__Required work__
Report each line of the entries that contains the word "fixtures", copied in full.
### Supplied material
PR #1602, opened 2026-02-21
fix(community): resolve async bigquery test leak by using generator fixtures

saravana-tk:
## Description
While running the unit tests for `langchain-google-community`, I noticed that `test_bigquery_callbacks.py` was throwing several `Task was destroyed but it is pending!` errors from `asyncio` at the end of the test suite. 

The issue was caused by the `handler` and `sync_handler` fixtures using `return` instead of `yield`. Because `_ensure_started()` spins up a background batch-writing task, the tests were finishing and closing the event loop before the background tasks were cleanly shut down.

## Relevant issues
N/A

## Type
######
__Output of the task__
fix(community): resolve async bigquery test leak by using generator fixtures
The issue was caused by the `handler` and `sync_handler` fixtures using `return` instead of `yield`. Because `_ensure_started()` spins up a background batch-writing task, the tests were finishing and closing the event loop before the background tasks were cleanly shut down.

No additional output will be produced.